Oldham has also worked with advocacy organizations and think tanks active in judicial reform and civil liberties debates, collaborating with entities near the Federalist Society, the Cato Institute, and the Brennan Center for Justice on amicus briefs and policy memos. His appellate practice often brought him before judges influenced by jurisprudence from justices of the Supreme Court of the United States such as decisions authored by Antonin Scalia, Ruth Bader Ginsburg, and John Roberts.
Oldham has authored law review articles and essays on topics including originalism, separation of powers, and criminal procedure. His contributions have appeared alongside works cited from scholars at Yale Law School, Stanford Law School, and the University of Chicago Law School. He wrote analyses that engaged with doctrines refined in cases such as Marbury v. Madison, Brown v. Board of Education, and Miranda v. Arizona, and he commented on agency authority in light of decisions like Chevron U.S.A., Inc. v. Natural Resources Defense Council, Inc..
His published pieces include op-eds and essays in outlets that frequently cover legal scholarship and public policy debates involving The New York Times, The Wall Street Journal, and legal forums connected to Lawfare and the Harvard Journal of Law & Public Policy. Oldham's scholarly work has been cited by practitioners and academics referencing treatises from Prosser and Keeton on Torts and opinion analyses rooted in precedents from the United States Court of Appeals for the Fifth Circuit.
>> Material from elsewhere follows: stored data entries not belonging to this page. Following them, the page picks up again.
PR #372, opened 2025-04-09
change Uniont types to | notation

savente93:
## Explanation

The failing quality gate of sonarqube on main was really bothering me and it seemed to be entirely due to using `Union` instead of the new `|` syntax in python 3.10, so I fixed those. With this, the sonar workflow should also be green again on main. Sadly sonarqube doesn't show which issues it will close, but since there are no issues raised in the touched code, I think it should be fine. The coverage needs to be improved at some point but I don't want this PR to get too big so I'll leave that for now. 

## Checklist

Should probably be merged after release is done

### DIFF
--- a/hydromt_wflow/pcrm.py
+++ b/hydromt_wflow/pcrm.py
@@ -6,7 +6,6 @@ import os
 import tempfile
 from os.path import basename, dirname, isdir, isfile, join
 from pathlib import Path
-from typing import Union
 
 import numpy as np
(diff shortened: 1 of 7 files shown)


dalmijn (approved):
Nice Sam! 
As far as I can see, your changes are all good.
We need to however take a careful look at the docstrings in the future.

dalmijn:
Agreed!

PR #377, opened 2025-04-14
release nbconvert pin

savente93:
## Explanation
Dependabot wanted to update the nbconvert version, which was pinned because of a specific issue. I checked locally and the issue seems to be gone, so I think we can remove the pin completely. 

## Checklist


dalmijn (approved):
LGTM.

PR #378, opened 2025-04-14
Add python to slim, full, and docs.

deltamarnix:
Add solve-groups to simplify pixi solving.

## Explanation
Making sure that python is installed in full, slim, and docs.
And add solve-groups to ensure that the different environments have the same versions.

## Checklist


savente93 (approved):
:D

savente93 (approved):
LGTM

savente93 (commented):
I just noticed that the `full` flavors don't have the dev, docs and examples included. Should they?

deltamarnix:
> I just noticed that the `full` flavors don't have the dev, docs and examples included. Should they?

I don't even think we need `full`. pixi environments are only there for running specific pixi tasks. So maybe we can get rid of them if they are not used in a docker environment or github action.

savente93:
I'd be okay with that

savente93:
I'll be merging this now to make sure we are correct when running the tests. We can discuss looking at whether we will need the `full` environments separately when Marnix returns from leave.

Oldham's public roles placed him at the intersection of law and state policy during electoral cycles and litigation over voting procedures, where he coordinated with officials in the Texas Governor's Office and interacted with election law actors such as the Federal Election Commission and state secretaries across the United States. He advised on legal strategy in disputes implicating federal statutes like the Voting Rights Act of 1965 and constitutional provisions litigated before the Supreme Court of the United States.
He has engaged with partisan and nonpartisan organizations, providing testimony or briefings to legislative bodies in Austin and contributing to policy discussions at conferences hosted by institutions like Georgetown University and The Brookings Institution. Oldham's public service work included efforts related to criminal justice reform that intersected with campaigns and policy initiatives involving district attorneys in metropolitan jurisdictions such as Dallas County and Harris County.
Oldham has received recognitions from bar associations and legal societies, including acknowledgments from the Texas Bar Association and appellate advocacy honors from bodies connected to the American Bar Association. His scholarly work earned nominations for law review symposia at institutions such as Harvard Law School and awards granted by foundations that support legal scholarship, comparable to fellowships associated with the Knight Foundation and academic appointments tied to the University of Texas School of Law.
Oldham lives in Texas and remains active in civic organizations tied to legal education and community service, maintaining affiliations with alumni organizations at Southern Methodist University and Harvard Law School. He participates in speaker series and panels alongside academics and practitioners from Yale University and Columbia University, and he contributes to mentoring programs that connect law students with appellate litigators and public interest lawyers in metropolitan legal communities such as Dallas and Houston.